Date: November 9, 2009
/s/ Ira J. Lamel

Ira J. Lamel

Executive Vice President and

Chief Financial Officer

Certification by CEO pursuant to 18 U.S.C. Section 1350

EXHIBIT 32.1

CERTIFICATION FURNISHED

PURSUANT TO 18 U.S.C. SECTION 1350,

AS ADOPTED PURSUANT TO SECTION 906

OF THE SARBANES-OXLEY ACT OF 2002

In connection with the Quarterly Report on Form 10-Q for the period ended September 30, 2009 (the “Report”) filed by The Hain Celestial Group, Inc. (the “Company”) with the Securities and Exchange Commission, I, Irwin D. Simon, Chief Executive Officer of the Company, certify, pursuant to 18 U.S.C. § 1350, as adopted pursuant to Section 906 of the Sarbanes-Oxley Act of 2002, that:

The Report fully complies with the requirements of Section 13(a) or 15(d) of the Securities Exchange Act of 1934; and

The information contained in the Report fairly presents, in all material respects, the financial condition and results of operations of the Company.

 

Date: November 9, 2009
/s/ Irwin D. Simon
Irwin D. Simon
President and Chief Executive Officer

A signed original of this written statement required by Section 906 has been provided to The Hain Celestial Group, Inc. and will be retained by The Hain Celestial Group, Inc. and furnished to the Securities and Exchange Commission or its staff upon request.

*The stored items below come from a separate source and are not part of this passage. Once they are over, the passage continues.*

PR #278, opened 2019-02-21
GF: init random generator in constructor

lamphamsy:
Random number generator is initialised in the constructor, and its seed is a random number

### DIFF
--- a/src/gf_ring.h
+++ b/src/gf_ring.h
@@ -148,12 +148,30 @@ class RingModN {
     std::vector<int> exponents;
     std::vector<T> all_primes_factors;
     std::vector<T> proper_divisors;
+    // random number engine with a seed as a random number
+    mutable std::uniform_int_distribution<uint64_t> distribution;
+    // random number engine for the __uint128_t case
+    mutable std::uniform_int_distribution<uint64_t> distribution_leading;
+
+  private:
+    static constexpr uint64_t rand_upper_bound(T card)
+    {
+        return (card > std::numeric_limits<uint64_t>::max())
+                   ? std::numeric_limits<uint64_t>::max()
+                   : card - 1;
+    }
+    static constexpr uint64_t rand_leading_bound(T card)
+    {
+        return (card > std::numeric_limits<uint64_t>::max())
+                   ? card - std::numeric_limits<uint64_t>::max() - 1
+                   : 0;
+    }
 };
 template <typename T>
 RingModN<T>::RingModN(T card)
+    : _card(card), root(0), distribution(1, rand_upper_bound(card)),
+      distribution_leading(0, rand_leading_bound(card))
 {
-    this->_card = card;
-    this->root = 0;
 }
 
 template <typename T>
@@ -520,8 +538,17 @@ void RingModN<T>::compute_omegas_cached(vec::Vector<T>& W, int n, T w) const
 template <typename T>
 T RingModN<T>::rand(void) const
 {
-    std::uniform_int_distribution<uint32_t> dis(1, this->card() - 1);
-    return dis(prng());
+    return distribution(prng());
+}
+
+template <>
+inline __uint128_t RingModN<__uint128_t>::rand(void) const
+{
+    __uint128_t c = distribution(prng());
+    if (_card > std::numeric_limits<uint64_t>::max()) {
+        c |= (static_cast<__uint128_t>(distribution_leading(prng())) << 64);
+    }
+    return c;
 }
 
 /** Check if a number is primitive root or not.
--- a/test/gf_utest.cpp
+++ b/test/gf_utest.cpp
@@ -116,6 +116,38 @@ class GfTestCommon : public ::testing::Test {
 using AllTypes = ::testing::Types<uint32_t, uint64_t, __uint128_t>;
 TYPED_TEST_CASE(GfTestCommon, AllTypes);
 
+TYPED_TEST(GfTestCommon, TestGfRing) // NOLINT
+{
+    std::vector<TypeParam> cards = {
+        257,        // Fermat 2^8 + 1
+        65537,      // Fermat 2^16 + 1
+        2147483647, // Mersenne 2^31 - 1
+    };
+
+    if (sizeof(TypeParam) >= sizeof(uint64_t)) {
+        // 9th Mersenne 2^61 - 1
+        cards.push_back((static_cast<TypeParam>(1) << 61) - 1);
+    } else if (sizeof(TypeParam) >= sizeof(__uint128_t)) {
+        // Mersenne 2^89 - 1
+        cards.push_back((static_cast<TypeParam>(1) << 89) - 1);
+    }
+
+    for (auto& card : cards) {
+        auto gf(gf::create<gf::Field<TypeParam>>(card, 1));
+        this->test_negation(gf);
+        this->test_find_primitive_root(&gf);
+        // NOTE: Following tests does not work for __uint128_t as in `mul` it
+        // use DoubleSizeVal<TypeParam> this->test_log(gf);
+        if (sizeof(TypeParam) < 16) {
+            this->test_reciprocal(gf);
+            this->test_get_order(gf);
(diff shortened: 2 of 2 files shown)


src/gf_ring.h
```diff
@@ -148,12 +148,13 @@ class RingModN {
     std::vector<int> exponents;
     std::vector<T> all_primes_factors;
     std::vector<T> proper_divisors;
+    // random number engine with a seed as a random number
+    mutable std::default_random_engine generator{std::random_device()()};
+    mutable std::uniform_int_distribution<T> distribution;
```
slaperche-scality: You can't use `T`, 128-bit is not standard and thus not supported.

Also why mutable? And the init should probably be done in the constructor initialization list, not here.

lamphamsy: > You can't use `T`, 128-bit is not standard and thus not supported.

Yep, we can't use `T` here :(

> Also why mutable? 

I set mutable as `distribution` and `generator` will be called from a const instance of GF, while their state will be updated after each call.

> And the init should probably be done in the constructor initialization list, not here.

Yes, they will be updated :)

vrancurel: can you use PRNG() ?

lamphamsy: it's done

test/gf_utest.cpp
```diff
@@ -116,6 +116,45 @@ class GfTestCommon : public ::testing::Test {
 using AllTypes = ::testing::Types<uint32_t, uint64_t, __uint128_t>;
 TYPED_TEST_CASE(GfTestCommon, AllTypes);
 
+TYPED_TEST(GfTestCommon, TestGfRing) // NOLINT
+{
+    const TypeParam mersenne_9 =
+        ((((static_cast<TypeParam>(1) << 16) << 16) << 16) << 13)
```
slaperche-scality: Why not `<< 61` directly? BTW, how does that work when `TypeParam` is 32-bit?

You'll have an undefined behavior (see section 5.8 of the C++ standard):

> The behavior is undefined if the right operand is negative, or greater than or equal to the length in bits of the promoted left operand.

(maybe you avoid the UB, by doing little shift but it's obfuscating the code)
Ditto for `mersenne_10`.

I think you could rewrite the code as

```
    TypeParam cards[5] = {
        257,        // Fermat 2^8 + 1
        65537,      // Fermat 2^16 + 1
        2147483647, // Mersenne 2^31 - 1
        0,
        0
    };

    int cards_nb_test = 3;
    if (sizeof(TypeParam) >= sizeof(uint64_t)) {
        // 9th Mersenne 2^61 - 1
        cards[cards_nb_test++] = (static_cast<TypeParam>(1) << 61) - 1;
        cards_nb_test++;
    } else if (sizeof(TypeParam) >= sizeof(__uint128_t)) {
        // Mersenne 2^89 - 1
        cards[cards_nb_test++] = (static_cast<TypeParam>(1) << 89) - 1;
    }
```

It would be more readable.

src/gf_ring.h
```diff
@@ -148,12 +148,24 @@ class RingModN {
     std::vector<int> exponents;
     std::vector<T> all_primes_factors;
     std::vector<T> proper_divisors;
+    // random number engine with a seed as a random number
+    mutable std::uniform_int_distribution<uint64_t> distribution;
+    // random number engine for the __uint128_t case
+    mutable std::uniform_int_distribution<uint64_t> distribution_leading;
```
slaperche-scality: Why do you need this one? You could simply make two calls to `distribution` for the 128-bit case, no?

src/gf_ring.h
```diff
@@ -520,8 +532,17 @@ void RingModN<T>::compute_omegas_cached(vec::Vector<T>& W, int n, T w) const
...
-    return dis(prng());
+    return distribution(prng());
+}
+
+template <>
+inline __uint128_t RingModN<__uint128_t>::rand(void) const
+{
+    __uint128_t c = distribution(prng());
+    if (_card > std::numeric_limits<uint64_t>::max()) {
+        c |= ((((distribution_leading(prng()) << 16) << 16) << 16) << 16);
```
slaperche-scality: could be simplified as `c |= (static_cast<__uint128_t>(distribution(prng())) << 64);`

src/gf_ring.h
```diff
@@ -148,12 +148,24 @@ class RingModN {
...
+    // random number engine with a seed as a random number
+    mutable std::uniform_int_distribution<uint64_t> distribution;
+    // random number engine for the __uint128_t case
+    mutable std::uniform_int_distribution<uint64_t> distribution_leading;
 };
 template <typename T>
 RingModN<T>::RingModN(T card)
+    : _card(card), root(0), distribution(
+                                1,
+                                (card > std::numeric_limits<uint64_t>::max())
```
slaperche-scality: This ternary could be moved into a little helper to improve the readability:

```
[…]
  private:
    static constexpr uint64_t rand_upper_bound(T card)
    {
        return (card > std::numeric_limits<uint64_t>::max())
                   ? std::numeric_limits<uint64_t>::max()
                   : card - 1;
    }
};
template <typename T>
RingModN<T>::RingModN(T card)
    : _card(card), root(0), distribution(1, rand_upper_bound(card))
{
}

[…]
```

test/gf_utest.cpp
slaperche-scality: Or even simpler:

```C++
    std::vector<TypeParam> cards = {
        257,        // Fermat 2^8 + 1
        65537,      // Fermat 2^16 + 1
        2147483647, // Mersenne 2^31 - 1
    };

    if (sizeof(TypeParam) >= sizeof(uint64_t)) {
        // 9th Mersenne 2^61 - 1
        cards.push_back((static_cast<TypeParam>(1) << 61) - 1);
    } else if (sizeof(TypeParam) >= sizeof(__uint128_t)) {
        // Mersenne 2^89 - 1
        cards.push_back((static_cast<TypeParam>(1) << 89) - 1);
    }

    for (auto& card : cards) {
        auto gf(gf::create<gf::Field<TypeParam>>(card, 1));
        […]
    }
```

lamphamsy: yes, it's better. 
However, we cannot use `<< 61` or `<<89` as it will raise an error. We avoided it somewhere else with the same reason.

src/gf_ring.h
lamphamsy: The two distributions are used for two different purposes.

- If `q <= std::numeric_limits<uint64_t>::max()`, only `distribution` is enough.

- Otherwise,  we use `distribution` and `distribution_leading` to generate random number `x = x1 + x2` where

    - `x1 in [1, std::numeric_limits<uint64_t>::max()` is generated by `distribution`
    - `x2 in [0, q-std::numeric_limits<uint64_t>::max()`) is generated by`distribution_leading`
 
Oups, I saw a bug to fix :)

test/gf_utest.cpp
slaperche-scality: > However, we cannot use << 61 or <<89 as it will raise an error.

Are you sure?
IIRC, I tried the code I proposed here and it worked fine.

src/gf_ring.h
slaperche-scality: Ha, indeed, then it makes sense to have two distribution.

test/gf_utest.cpp
lamphamsy: oh, you're right. It works. Thanks.
My previous check fails as I use `1` instead of `static_cast<TypeParam>(1)`.

src/gf_ring.h
```diff
@@ -148,12 +148,24 @@ class RingModN {
...
+                                    ? std::numeric_limits<uint64_t>::max()
+                                    : card - 1),
+      distribution_leading(
+          1,
```
lamphamsy: - [ ] fix starting from 0

src/gf_ring.h
lamphamsy: yeah, thank you

PR #279, opened 2019-03-26
Fix bugs in fft::Additive

lamphamsy:
- Fix fft::Additive: cover more cases of FFT length
    - Cover all cases of `t >= 2` and `n >= 1` for Taylor expansions and inverse ones
    - Add more cases of `n`, `t`, `code length` in testing

- Fft::Additive uses smart pointers
- Fft::Additive: do always modify input after Taylor expansion
- Fix vec::Vector's copy constructor

### DIFF
--- a/src/fft_add.h
+++ b/src/fft_add.h
@@ -53,8 +53,10 @@ class Additive : public FourierTransform<T> {
     using FourierTransform<T>::ifft;
     using FourierTransform<T>::fft_inv;
 
-    Additive(const gf::Field<T>& gf, T m, vec::Vector<T>* betas = nullptr);
-    ~Additive();
+    Additive(
+        const gf::Field<T>& gf,
+        T m,
+        std::shared_ptr<vec::Vector<T>> betas = nullptr);
     void compute_basis();
     void compute_beta_m_powers();
     void compute_G();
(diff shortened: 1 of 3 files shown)


src/fft_add.h
```diff
@@ -83,21 +85,24 @@ class Additive : public FourierTransform<T> {
...
-    vec::Vector<T>* deltas = nullptr;
-    vec::Vector<T>* beta_m_powers = nullptr;
-    vec::Vector<T>* G = nullptr;
-    vec::Vector<T>* g0 = nullptr;
-    vec::Vector<T>* g1 = nullptr;
-    vec::Vector<T>* u = nullptr;
-    vec::Vector<T>* v = nullptr;
-    vec::Vector<T>* mem = nullptr;
-    Additive<T>* fft_add = nullptr;
+    std::shared_ptr<vec::Vector<T>> betas = nullptr;
```
slaperche-scality: Do we really share the ownership of those vector?

Since they are created by this class, I would expect it to keep the exclusive ownership of the memory (and lending reference to functions that need to use them, but noy sharing the ownership).

src/fft_add.h
```diff
@@ -122,55 +127,28 @@ Additive<T>::Additive(const gf::Field<T>& gf, T m, vec::Vector<T>* betas)
...
 
-        this->u = new vec::Vector<T>(gf, this->m_k);
-        this->v = new vec::Vector<T>(gf, this->m_k);
+        this->u = std::make_unique<vec::Vector<T>>(gf, this->m_k);
+        this->v = std::make_unique<vec::Vector<T>>(gf, this->m_k);
 
-        this->mem = new vec::Vector<T>(gf, this->n);
-        this->fft_add = new Additive(gf, m - 1, this->deltas);
+        this->mem = std::make_unique<vec::Vector<T>>(gf, this->n);
+        this->fft_add = std::make_unique<Additive>(gf, m - 1, this->deltas);
```
slaperche-scality: Is that why you need `shared_ptr` for `deltas`? I think you could pass a reference here because since the `fft_add` is a member of this class, it is guaranteed to have a shorter lifetime than `this`, so we are sure that it won't outlive `this` (and thus `deltas`), no?

lamphamsy: `deltas` will be used as `betas` in `this->fft_add`. And we want to use a smart pointer for `betas`. Is there a better solution for `betas` and `deltas`?

slaperche-scality: OK for `shared_pointer` since it's a kind of recursive classes and I don't have any better idea right now.

lamphamsy: yes, it is. Thanks 👍

PR #280, opened 2019-04-09
Build Release mode with enabled SIMD by default

lamphamsy:
Observing a timeout test in liberasurecodes'  unit test, we could avoid such cases by using Release + SIMD mode by default

### DIFF
--- a/.circleci/config.yml
+++ b/.circleci/config.yml
@@ -50,7 +50,7 @@ jobs:
           name: Compile on ARM64 with the NDK
           command: >
             rm -rf build && mkdir build && cd build &&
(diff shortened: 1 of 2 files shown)


slaperche-scality:
> Observing a timeout test in liberasurecodes' unit test, we could avoid such cases by using Release + SIMD mode by default

Can't we configure how the lib is compiled for the test? Instead of changing the defaults.

lamphamsy:
@slaperche-scality : yes we can configure the lib by specifying flags. But the purpose of this change is to make quadiron simple to use :)

slaperche-scality:
OK, fine by me

PR #281, opened 2019-04-11
Rearrange SIMD parts

lamphamsy:
- Rename `simd_fnt.h` to `simd_radix2_fft.h` includes operations dedicated for radix-2 FFT
- Move accelerated operations dedicated for RingModN from `simd_basic.h` to a new file `simd_ring.h`
- Rename `simd_basic.h` to `simd_fnt.h` includes operations dedicated for Fermat GF(q)


src/simd_basic_fnt.h
```diff
@@ -28,8 +28,8 @@
  * POSSIBILITY OF SUCH DAMAGE.
  */
```
slaperche-scality: Why `simd_basic_fnt` instead of simply `simd_fnt`?

src/simd_basic_fnt.h
```diff
@@ -198,135 +198,6 @@ inline void add_props(
     }
 }
 
-/* ==================== Operations for RingModN =================== */
```
slaperche-scality: This commit could be merged with ` [New] simd_ring.h includes accelerated operations dedicated for RingModN ` no?
You are onyl moving code, not modifying it right?

If yes, it's clearer to do the move in a single commit.

src/simd.h
```diff
@@ -60,10 +60,13 @@ namespace simd {
 #endif
 
 // Include basic operations
-#include "simd_basic.h"
+#include "simd_basic_fnt.h"
```
slaperche-scality: Comment above should be updated to `Include FNT operations.` or `Include accelerated operations for FNT.`

src/simd_basic_fnt.h
lamphamsy: yes, okay. I group commits concerning splitting `simd_basic` to `simd_fnt` and `simd_ring` into one commit.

Certification by CFO pursuant to 18 U.S.C. Section 1350

EXHIBIT 32.2

CERTIFICATION FURNISHED

PURSUANT TO 18 U.S.C. SECTION 1350,

AS ADOPTED PURSUANT TO SECTION 906

OF THE SARBANES-OXLEY ACT OF 2002

In connection with the Quarterly Report on Form 10-Q for the period ended September 30, 2009 (the “Report”) filed by The Hain Celestial Group, Inc. (the “Company”) with the Securities and Exchange Commission, I, Ira J. Lamel, Chief Financial Officer of the Company, certify, pursuant to 18 U.S.C. § 1350, as adopted pursuant to Section 906 of the Sarbanes-Oxley Act of 2002, that:

The Report fully complies with the requirements of Section 13(a) or 15(d) of the Securities Exchange Act of 1934; and

The information contained in the Report fairly presents, in all material respects, the financial condition and results of operations of the Company.

 

Date: November 9, 2009
/s/ Ira J. Lamel

Ira J. Lamel

Executive Vice President and

Chief Financial Officer

A signed original of this written statement required by Section 906 has been provided to The Hain Celestial Group, Inc. and will be retained by The Hain Celestial Group, Inc. and furnished to the Securities and Exchange Commission or its staff upon request.